A CURIOUS LIFE POEM, by             Poem Explanation        
First Line: Why all this toil for triumphs of an hour?
Last Line: 38. William shakespeare
Variant Title(s): Life (a Literary Curiosity)
Subject(s): Life; Writing & Writers


1. WHY all this toil for triumphs of an hour?
2. Life's a short summer, man a flower.
3. By turns we catch the vital breath and die --
4. The cradle and the tomb, alas! so nigh.
5. To be, is better far than not to be.
6. Though all man's life may seem a tragedy;
7. But light cares speak when mighty griefs are dumb,
8. The bottom is but shallow whence they come.
9. Your fate is but the common lot of all:
10. Unmingled joys here to no man befall,
11. Nature to each allots his proper sphere;
12. Fortune makes folly her peculiar care;
13. Custom does often reason overrule,
14. And throw a cruel sunshine on a fool.

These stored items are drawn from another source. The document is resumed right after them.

PR #18555, opened 2023-07-13
[Serializer] Clarify use of CustomNormalizer in serializer documentation

benito103e:
See discussion https://github.com/symfony/symfony/discussions/50929


javiereguiluz:
Benjamin, we're sorry we didn't merge your PR on time. We stopped all contributions to the Serializer docs because we were revamping the docs about it.

Although the change that you proposed here is correct, we're closing this without merging because we already added this information in the doc revamp. See https://symfony.com/doc/6.4/serializer.html#built-in-normalizers

Thanks!

benito103e:
@javiereguiluz, 
No problem ! I've just checked and the documentation is now more comprehensible than what I had suggested on this point.

PR #18568, opened 2023-07-14
[Validator] Add `EnableAutoMapping` and `DisableAutoMapping` constraints

alexandre-daubois:
Fix https://github.com/symfony/symfony-docs/issues/12563

PR #18570, opened 2023-07-17
[Validator] Add missing types and return types

alexandre-daubois:
Follow-up of https://github.com/symfony/symfony-docs/pull/18568

Also the first parameter of `ConstraintValidator::validate()` has been renamed to `$value` instead of `$object`, I updated the few places I could find it appears :slightly_smiling_face:


94noni (approved):

javiereguiluz:
Alex, thanks so much for adding new types continuously!

PR #18576, opened 2023-07-17
[Messenger] Fix the introduction diagram

### LINKED ISSUE #17973: Switching receiver and sender in messenger concept image
I have seen this image in the documentation, and I am wondering if it is just me, or is it wrong?

grafik

Here it looks to me as if the receiver is sending and the sender is receiving 🤔

javiereguiluz:
Fixes #17973.

I know that the font doesn't look the same ... but I cannot make it work. I'll keep trying to see if I fix this, but I recommend to just merged this "as is" now to fix the bug meanwhile. Thanks.


alamirault (approved):

HeahDude:
We should revert this one.
As said in https://github.com/symfony/symfony-docs/issues/17973#issuecomment-1473829912, I think we should have two images, one for sync dispatches (maybe using senders) and another for async using receivers.

PR #18579, opened 2023-07-17
[Config] Update definition.rst

JuGid:
Always acting as a trap for me : the configuration processor consider the root node (TreeBuilder "name") already stripped off. Always wanted to add documentation about it and never found out where to find this information.

### DIFF
--- a/components/config/definition.rst
+++ b/components/config/definition.rst
@@ -870,3 +870,9 @@ Otherwise the result is a clean array of configuration values::
         $databaseConfiguration,
         $configs
     );
+
+.. caution::
+
+    When processing the configuration tree, the processor assumes the top level 
+    array key is already stripped off. If you want a root name, you should
+    add it to your tree builder as an array node.


components/config/definition.rst
```diff
@@ -893,3 +893,9 @@ Otherwise the result is a clean array of configuration values::
         $databaseConfiguration,
         $configs
     );
+
+.. caution::
+
+    When processing the configuration tree, the processor assumes the top level 
+    array key is already stripped off. If you want a root name, you should
```
HeahDude, line 877: Not sure we need that second sentence as it may bring more confusion.
```suggestion
    array key (a.k.a the extension name) is already stripped off.
```

javiereguiluz: I did this change while merging. Thanks!

javiereguiluz:
This is now merged. Julien, thanks and congrats on your first Symfony Docs contribution 🎉

PR #18584, opened 2023-07-20
Update access_denied_handler.rst

talha-core:
getFlashBag() funciton is not there anymore

### DIFF
--- a/security/access_denied_handler.rst
+++ b/security/access_denied_handler.rst
@@ -46,7 +46,7 @@ unauthenticated user tries to access a protected resource::
             $flashBag = $request->getSession()->getBag('flashes');
             $flashBag->add('note', 'You have to login in order to access this page.');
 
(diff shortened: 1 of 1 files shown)


xabbuh:
The method is still defined here: https://github.com/symfony/symfony/blob/6.3/src/Symfony/Component/HttpFoundation/Session/Session.php#L230

talha-core:
> The method is still defined here: https://github.com/symfony/symfony/blob/6.3/src/Symfony/Component/HttpFoundation/Session/Session.php#L230

I see, but phpstan throws error

wouterj:
This is expected to error. If you want to be strict, you have to check if `getSession()` returns an instance of `FlashBagAwareSessionInterface` before calling the method. See https://github.com/phpstan/phpstan-symfony/pull/324 (and referenced Symfony issues) for more details. 

For the docs, I think we prefer this compact version as this will work for 99% of the Symfony applications and doesn't distract the code example from what we're actually wanting to showcase.

PR #18585, opened 2023-07-20
[Form] Improve form type methods explanation

HeahDude:
I propose to keep methods ordered the same way they are used by the component:
- `getParent()`: a type is first configured by its parent and its parent extensions
- `configureOptions()`: a type defines what options are available
- `buildForm()`: a type configures the current form and its fields based on defined options
- `buildView()`: a  type configures its view based on the built form and defined options
- `finishView()`: a type configures its child views based on the built form, built view and defined options

### DIFF
--- a/form/create_custom_field_type.rst
+++ b/form/create_custom_field_type.rst
@@ -116,25 +116,6 @@ These are the most important methods that a form type class can define:
 
 .. _form-type-methods-explanation:
 
-``buildForm()``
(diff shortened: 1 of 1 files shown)


xabbuh (approved):

javiereguiluz:
I'm very glad to merge your improvements to forms docs! Thanks a lot Jules!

15. Live well; how long or short, permit to Heaven;
16. They who forgive most, shall be most forgiven.
17. Sin may be clasped so close we cannot see its face --
18. Vile intercourse where virtue has no place.
19. Then keep each passion down, however dear;
20. Thou pendulum betwixt a smile and tear.
21. Her sensual snares, let faithless pleasure lay,
22. With craft and skill, to ruin and betray;
23. Soar not too high to fall, but stoop to rise.
24. We masters grow of all that we despise.
25. Oh, then, renounce that impious self-esteem;
26. Riches have wings, and grandeur is a dream.
27. Think not ambition wise because 'tis brave,
28. The paths of glory lead but to the grave.
29. What is ambition? -- 'tis a glorious cheat! --
30. Only destructive to the brave and great.
31. What's all the gaudy glitter of a crown?
32. The way to bliss lies not on beds of down.
33. How long we live, not years but actions tell;
34. That man lives twice who lives the first life well.
35. Make, then, while yet ye may, your God your friend,
36. Whom Christians worship yet not comprehend.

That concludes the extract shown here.